PepsiCo recently announced that it will add an additional $500 million to $600 million to its roughly $2 billion advertising budget to support its soda brands in 2012, in an attempt to catch up with the heavy spending (and sales gains) of archrival Coca-Cola. Meanwhile, Dr Pepper Snapple Group recently upped its $445 million ad budget by $25 million to $30 million, having gained market share by raising spending by double digits during the recession. If there’s one thing Big Soda understands, it’s that advertising works.
Brands such as Coke, Pepsi, and Dr Pepper gain attention for big-budget television spots in high-profile programming such as NFL games and the Oscars, and there have been many famous commercials through the years, from Mean Joe Greene’s star turn for Coke to Cindy Crawford’s head-turning spot for Pepsi. But no matter how big a hit they score with their ads, nothing is more important to the marketers at Coke, Pepsi, 7-UP, Mountain Dew, and every other soda maker as their packaging.
Think about it. PepsiCo benefits from 1 billion packaging impressions (jargon for exposure to marketing messages) per day—that’s how many snacks and beverages the company sells around the world. Coca-Cola’s numbers are even more impressive, serving 1.7 billion bottles, cups, or cans of The Real Thing per day. Even if each impression is worth as little as a penny, that’s a marketing value in the tens of millions of dollars. Every. Single. Day.
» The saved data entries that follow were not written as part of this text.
PR #7392, opened 2020-06-19
unpin collections used for inventory plugins

jladdjr:
Unpins collections in requirements/collections_requirements.yml

##### SUMMARY
Chatted with @kdelee about the idea of:

* leaving inventory plugin requirements unpinned in awx
* .. unless we are aware of an issue that needs to be resolved in a collection

##### ISSUE TYPE
 - Feature Pull Request

##### COMPONENT NAME
 - API

##### AWX VERSION

```
12.0.0
```

##### ADDITIONAL INFORMATION

If we continue to pin all inventory plugins, then we'll be constantly revving versions in https://github.com/ansible/awx/blob/devel/requirements/collections_requirements.yml. Seems like this churn may not be necessary.


jladdjr:
@kdelee @AlanCoding - have tested out these changes and not seeing any regressions. Can you all think of anything else we should do before merging?

kdelee:
:shipit:

kdelee (approved):

requirements/collections_requirements.yml
```diff
@@ -1,22 +1,12 @@
...
   - name: azure.azcollection
-    version: 0.1.2
   - name: amazon.aws
-    version: 0.1.1  # version 0.1.0 seems to have gone missing
   - name: theforeman.foreman
-    version: 0.8.1
   - name: google.cloud
-    version: 0.0.9  # contains PR 167, should be good to go
   - name: openstack.cloud
-    version: 0.0.1-dev85  # earlier had checksum mismatch
```
AlanCoding, line 14: question I would have asked is if this works with the `-dev` versions, but since this was created it looks like openstack.cloud has released a non-dev version number, so that should no longer be a stumbling block.

jladdjr: oo, good catch, and thanks for checking on the collection 👍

To reap those benefits, however, each brands’ packaging has to compete at the grocery shelf (or vending machine) with dozens of others, all contending for the attention of shoppers. A soda can is the last opportunity a company has to persuade shoppers to tip its brand into their shopping carts. And it’s the single most frequent exposure consumers have to the brand, not only at the supermarket but in their refrigerators, at their desks, and on their countertops.
Inversely proportional to its importance in the marketing mix, a soda can offers precious little real estate for branding messages. But after more than 100 years of tinkering, the cola giants have it down (mostly) to a science. The ways they make the most of their packaging offer lessons for any business.
First and foremost, they understand that form is as vital as function. What a soda can delivers—the product inside as well as the message outside—is of no value if it first doesn’t capture attention. That’s why you see bold colors and sweeping graphics in the soft drink aisle. A common mistake many advertisers make is putting their rational messaging ahead of emotional appeal. The old saying that people don’t care how much you know until they know how much you care has a marketing corollary; consumers won’t pay attention to what you say unless you say it in an attractive or entertaining way.
Second, consistency is king. While logos and imagery must keep up with the times (Pepsi refreshed its look once a decade through the 1970s, twice in the 1990s, and again in 2008), the soda makers don’t want anything to distract you from spotting their brand on a crowded shelf. Fans of Mountain Dew or Sprite can picture the cans in their mind, and if they can’t find them easily at retail outlets, it could help competing brands. Coke tripped itself up late last year when it rolled out a snow-white can for the holidays, as some people confused it with Diet Coke and others swore the product inside tasted differently. There’s nothing wrong with tweaking your branding for a special occasion, but attention-getting efforts can sometimes backfire (see “The Case for Brand Accretion”).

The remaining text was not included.